INFORMATION SUPPLIED Block Start
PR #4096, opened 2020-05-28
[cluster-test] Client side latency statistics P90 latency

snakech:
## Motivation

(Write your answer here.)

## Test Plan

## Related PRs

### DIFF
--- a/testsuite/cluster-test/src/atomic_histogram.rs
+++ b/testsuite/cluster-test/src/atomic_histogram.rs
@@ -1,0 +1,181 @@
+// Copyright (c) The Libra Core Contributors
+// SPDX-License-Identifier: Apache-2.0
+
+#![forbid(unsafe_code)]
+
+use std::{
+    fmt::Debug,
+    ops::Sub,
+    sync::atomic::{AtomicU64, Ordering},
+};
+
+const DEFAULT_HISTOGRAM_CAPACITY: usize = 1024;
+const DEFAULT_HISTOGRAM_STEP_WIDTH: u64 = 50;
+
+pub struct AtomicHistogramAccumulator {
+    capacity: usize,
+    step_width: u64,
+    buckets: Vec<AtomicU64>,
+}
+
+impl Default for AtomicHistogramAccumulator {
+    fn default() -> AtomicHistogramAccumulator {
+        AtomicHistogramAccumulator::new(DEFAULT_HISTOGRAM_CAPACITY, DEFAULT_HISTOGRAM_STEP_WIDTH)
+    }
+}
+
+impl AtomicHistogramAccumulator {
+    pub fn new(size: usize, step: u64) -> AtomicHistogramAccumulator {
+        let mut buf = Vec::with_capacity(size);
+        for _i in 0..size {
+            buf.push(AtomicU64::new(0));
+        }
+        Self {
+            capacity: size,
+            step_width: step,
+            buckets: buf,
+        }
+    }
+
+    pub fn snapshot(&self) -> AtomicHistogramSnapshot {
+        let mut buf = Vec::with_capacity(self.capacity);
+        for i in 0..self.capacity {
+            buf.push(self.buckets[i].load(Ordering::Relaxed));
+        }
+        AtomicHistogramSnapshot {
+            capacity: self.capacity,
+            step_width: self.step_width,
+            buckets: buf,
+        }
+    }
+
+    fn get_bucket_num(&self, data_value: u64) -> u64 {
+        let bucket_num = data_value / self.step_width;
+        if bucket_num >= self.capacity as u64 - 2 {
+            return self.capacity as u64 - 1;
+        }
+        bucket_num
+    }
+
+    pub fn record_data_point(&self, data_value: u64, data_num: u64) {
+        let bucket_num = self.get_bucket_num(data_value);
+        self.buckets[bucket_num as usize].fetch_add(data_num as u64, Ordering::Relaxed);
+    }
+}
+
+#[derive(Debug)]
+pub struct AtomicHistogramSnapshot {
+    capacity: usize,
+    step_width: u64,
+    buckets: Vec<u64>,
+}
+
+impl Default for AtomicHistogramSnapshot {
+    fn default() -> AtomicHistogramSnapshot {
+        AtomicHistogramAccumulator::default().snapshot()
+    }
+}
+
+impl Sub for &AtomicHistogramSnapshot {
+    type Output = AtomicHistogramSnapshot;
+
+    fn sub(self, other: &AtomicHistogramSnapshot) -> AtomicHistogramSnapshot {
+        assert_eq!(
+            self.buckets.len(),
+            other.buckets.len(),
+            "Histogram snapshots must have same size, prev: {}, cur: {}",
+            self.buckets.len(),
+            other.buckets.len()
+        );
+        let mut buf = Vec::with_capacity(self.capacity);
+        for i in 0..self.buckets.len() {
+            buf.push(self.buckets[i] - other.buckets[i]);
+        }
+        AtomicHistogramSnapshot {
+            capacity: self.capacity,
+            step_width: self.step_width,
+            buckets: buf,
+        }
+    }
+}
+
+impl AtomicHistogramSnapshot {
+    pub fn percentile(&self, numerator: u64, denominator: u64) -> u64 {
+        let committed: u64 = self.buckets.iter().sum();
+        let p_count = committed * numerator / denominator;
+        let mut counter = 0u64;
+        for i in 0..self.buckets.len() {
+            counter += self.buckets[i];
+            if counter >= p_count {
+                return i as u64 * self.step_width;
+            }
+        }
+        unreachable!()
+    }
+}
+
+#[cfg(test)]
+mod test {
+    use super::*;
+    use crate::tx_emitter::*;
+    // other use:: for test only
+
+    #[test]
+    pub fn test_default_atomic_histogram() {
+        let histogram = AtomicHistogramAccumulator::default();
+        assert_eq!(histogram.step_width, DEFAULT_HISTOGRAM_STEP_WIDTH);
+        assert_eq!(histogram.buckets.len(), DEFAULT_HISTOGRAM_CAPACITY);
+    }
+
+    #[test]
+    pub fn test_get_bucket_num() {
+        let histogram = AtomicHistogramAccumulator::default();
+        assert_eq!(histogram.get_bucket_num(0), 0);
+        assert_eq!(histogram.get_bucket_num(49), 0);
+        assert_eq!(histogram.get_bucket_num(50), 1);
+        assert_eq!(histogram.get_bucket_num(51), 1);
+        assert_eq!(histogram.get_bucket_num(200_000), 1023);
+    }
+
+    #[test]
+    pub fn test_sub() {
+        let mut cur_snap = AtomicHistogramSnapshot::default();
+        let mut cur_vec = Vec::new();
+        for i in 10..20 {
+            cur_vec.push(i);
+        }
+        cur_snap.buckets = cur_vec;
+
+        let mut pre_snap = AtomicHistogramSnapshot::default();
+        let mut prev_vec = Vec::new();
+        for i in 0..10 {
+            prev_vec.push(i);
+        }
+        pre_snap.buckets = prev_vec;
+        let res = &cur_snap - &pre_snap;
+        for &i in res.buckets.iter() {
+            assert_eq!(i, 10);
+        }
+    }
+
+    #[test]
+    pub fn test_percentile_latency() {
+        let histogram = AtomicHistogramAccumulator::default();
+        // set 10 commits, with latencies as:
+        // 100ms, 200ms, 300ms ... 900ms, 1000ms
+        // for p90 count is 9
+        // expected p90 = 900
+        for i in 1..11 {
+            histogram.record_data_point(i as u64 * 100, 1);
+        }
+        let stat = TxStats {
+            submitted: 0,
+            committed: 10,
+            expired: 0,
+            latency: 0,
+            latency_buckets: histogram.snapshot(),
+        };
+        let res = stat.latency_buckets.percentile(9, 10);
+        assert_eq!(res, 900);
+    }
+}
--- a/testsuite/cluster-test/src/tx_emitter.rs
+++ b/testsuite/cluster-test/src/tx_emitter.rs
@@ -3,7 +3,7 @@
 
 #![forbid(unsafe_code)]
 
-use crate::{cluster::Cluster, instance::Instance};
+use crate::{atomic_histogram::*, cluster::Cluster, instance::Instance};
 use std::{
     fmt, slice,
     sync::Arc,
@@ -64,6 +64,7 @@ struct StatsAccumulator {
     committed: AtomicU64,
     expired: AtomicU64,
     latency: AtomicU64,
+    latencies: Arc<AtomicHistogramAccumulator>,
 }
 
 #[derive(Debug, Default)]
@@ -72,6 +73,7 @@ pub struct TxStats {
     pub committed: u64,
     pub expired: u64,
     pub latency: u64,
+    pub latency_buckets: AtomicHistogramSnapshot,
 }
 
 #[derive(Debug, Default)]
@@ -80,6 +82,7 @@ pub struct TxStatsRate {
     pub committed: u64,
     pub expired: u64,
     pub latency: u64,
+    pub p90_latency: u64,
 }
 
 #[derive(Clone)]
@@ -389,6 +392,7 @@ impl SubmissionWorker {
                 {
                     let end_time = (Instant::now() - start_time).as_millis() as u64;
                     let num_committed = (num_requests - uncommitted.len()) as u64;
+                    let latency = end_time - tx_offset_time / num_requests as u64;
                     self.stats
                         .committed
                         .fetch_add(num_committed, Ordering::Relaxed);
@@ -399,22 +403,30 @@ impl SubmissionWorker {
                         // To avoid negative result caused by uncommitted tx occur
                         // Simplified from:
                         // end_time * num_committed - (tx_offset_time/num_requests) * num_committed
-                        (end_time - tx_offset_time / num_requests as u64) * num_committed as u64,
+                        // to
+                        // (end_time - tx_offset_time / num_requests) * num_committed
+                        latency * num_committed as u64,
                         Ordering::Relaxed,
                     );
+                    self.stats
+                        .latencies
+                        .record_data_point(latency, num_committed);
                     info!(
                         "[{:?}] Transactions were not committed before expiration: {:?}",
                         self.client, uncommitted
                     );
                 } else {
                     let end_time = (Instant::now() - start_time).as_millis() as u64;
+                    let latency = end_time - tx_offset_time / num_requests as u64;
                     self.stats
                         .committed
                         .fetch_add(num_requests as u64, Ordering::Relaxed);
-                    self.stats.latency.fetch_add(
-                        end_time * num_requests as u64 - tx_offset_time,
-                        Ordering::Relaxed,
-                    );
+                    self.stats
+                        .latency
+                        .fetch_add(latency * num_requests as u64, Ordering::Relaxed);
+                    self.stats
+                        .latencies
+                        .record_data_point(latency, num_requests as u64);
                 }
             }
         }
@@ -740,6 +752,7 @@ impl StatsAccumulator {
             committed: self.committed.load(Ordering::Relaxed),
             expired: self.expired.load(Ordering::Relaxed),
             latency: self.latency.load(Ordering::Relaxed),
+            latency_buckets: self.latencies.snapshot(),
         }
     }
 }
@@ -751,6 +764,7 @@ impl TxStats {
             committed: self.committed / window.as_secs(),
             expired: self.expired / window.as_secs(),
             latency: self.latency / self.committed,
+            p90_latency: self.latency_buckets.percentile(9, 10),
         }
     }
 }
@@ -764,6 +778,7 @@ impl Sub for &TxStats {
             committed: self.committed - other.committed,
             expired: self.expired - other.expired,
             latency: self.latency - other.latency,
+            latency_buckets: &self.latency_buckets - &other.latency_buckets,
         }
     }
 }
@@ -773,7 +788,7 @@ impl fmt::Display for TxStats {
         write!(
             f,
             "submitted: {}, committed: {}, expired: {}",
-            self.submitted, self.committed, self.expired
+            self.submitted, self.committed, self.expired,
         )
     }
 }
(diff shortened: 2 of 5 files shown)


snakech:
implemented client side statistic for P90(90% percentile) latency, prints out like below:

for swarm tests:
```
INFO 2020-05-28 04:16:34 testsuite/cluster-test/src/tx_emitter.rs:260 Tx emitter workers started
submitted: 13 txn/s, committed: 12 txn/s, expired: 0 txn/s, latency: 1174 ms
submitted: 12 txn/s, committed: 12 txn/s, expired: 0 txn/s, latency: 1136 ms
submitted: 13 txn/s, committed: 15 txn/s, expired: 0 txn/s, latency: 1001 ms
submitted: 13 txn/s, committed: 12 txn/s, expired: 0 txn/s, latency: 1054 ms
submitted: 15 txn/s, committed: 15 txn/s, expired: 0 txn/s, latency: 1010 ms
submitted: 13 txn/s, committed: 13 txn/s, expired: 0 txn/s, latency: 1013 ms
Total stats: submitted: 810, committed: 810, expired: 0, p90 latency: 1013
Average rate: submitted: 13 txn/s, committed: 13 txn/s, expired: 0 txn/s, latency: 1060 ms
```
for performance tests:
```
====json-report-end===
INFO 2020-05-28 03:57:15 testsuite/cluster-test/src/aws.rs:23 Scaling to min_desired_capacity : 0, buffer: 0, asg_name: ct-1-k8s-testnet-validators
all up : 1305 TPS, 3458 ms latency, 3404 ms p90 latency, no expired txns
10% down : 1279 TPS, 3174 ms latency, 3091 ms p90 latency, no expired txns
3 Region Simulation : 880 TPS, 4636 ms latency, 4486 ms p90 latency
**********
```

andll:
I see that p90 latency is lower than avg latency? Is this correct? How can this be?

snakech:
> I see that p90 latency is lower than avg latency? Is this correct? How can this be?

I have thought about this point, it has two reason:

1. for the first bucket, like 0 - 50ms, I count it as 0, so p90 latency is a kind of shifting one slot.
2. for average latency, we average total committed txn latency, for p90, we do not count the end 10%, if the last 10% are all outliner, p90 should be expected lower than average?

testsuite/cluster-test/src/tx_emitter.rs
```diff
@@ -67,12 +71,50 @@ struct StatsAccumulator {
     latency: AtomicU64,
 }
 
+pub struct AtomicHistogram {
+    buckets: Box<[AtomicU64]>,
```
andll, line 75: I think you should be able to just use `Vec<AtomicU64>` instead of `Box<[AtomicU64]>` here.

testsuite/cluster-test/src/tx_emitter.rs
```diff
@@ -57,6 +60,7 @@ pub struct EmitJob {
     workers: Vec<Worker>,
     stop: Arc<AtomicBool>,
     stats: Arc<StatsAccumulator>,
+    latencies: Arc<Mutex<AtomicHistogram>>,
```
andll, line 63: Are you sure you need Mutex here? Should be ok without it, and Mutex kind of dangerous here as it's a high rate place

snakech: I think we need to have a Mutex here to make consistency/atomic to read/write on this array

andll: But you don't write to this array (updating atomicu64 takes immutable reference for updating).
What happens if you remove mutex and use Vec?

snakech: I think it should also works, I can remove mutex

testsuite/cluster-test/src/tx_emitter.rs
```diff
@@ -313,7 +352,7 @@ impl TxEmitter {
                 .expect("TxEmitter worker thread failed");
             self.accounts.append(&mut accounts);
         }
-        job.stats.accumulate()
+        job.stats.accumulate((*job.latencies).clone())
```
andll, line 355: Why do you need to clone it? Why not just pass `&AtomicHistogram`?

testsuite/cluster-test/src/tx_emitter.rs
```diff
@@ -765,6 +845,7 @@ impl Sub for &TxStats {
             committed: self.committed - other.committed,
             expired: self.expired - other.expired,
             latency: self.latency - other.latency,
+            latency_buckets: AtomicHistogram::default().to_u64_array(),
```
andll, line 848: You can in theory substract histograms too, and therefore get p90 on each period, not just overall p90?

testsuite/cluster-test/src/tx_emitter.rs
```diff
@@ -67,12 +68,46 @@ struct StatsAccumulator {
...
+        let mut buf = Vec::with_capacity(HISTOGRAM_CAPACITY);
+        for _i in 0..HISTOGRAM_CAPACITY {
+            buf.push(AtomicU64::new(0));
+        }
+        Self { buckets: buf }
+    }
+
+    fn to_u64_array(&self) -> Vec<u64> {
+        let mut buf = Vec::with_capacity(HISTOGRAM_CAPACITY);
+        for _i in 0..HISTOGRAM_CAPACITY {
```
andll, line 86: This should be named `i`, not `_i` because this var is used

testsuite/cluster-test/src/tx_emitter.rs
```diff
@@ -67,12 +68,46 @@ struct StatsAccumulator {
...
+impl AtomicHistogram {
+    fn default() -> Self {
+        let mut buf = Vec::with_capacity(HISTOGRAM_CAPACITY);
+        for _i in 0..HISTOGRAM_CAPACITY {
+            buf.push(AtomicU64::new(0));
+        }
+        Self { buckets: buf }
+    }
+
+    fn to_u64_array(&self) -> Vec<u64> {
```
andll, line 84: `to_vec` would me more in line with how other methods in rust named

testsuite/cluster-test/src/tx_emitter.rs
INFORMATION SUPPLIED Block End
PROBLEM DETAILS: Of all the lines in the data above, show only those that hold the word "window".

EXERCISE ANSWER:
             committed: self.committed / window.as_secs(),
             expired: self.expired / window.as_secs(),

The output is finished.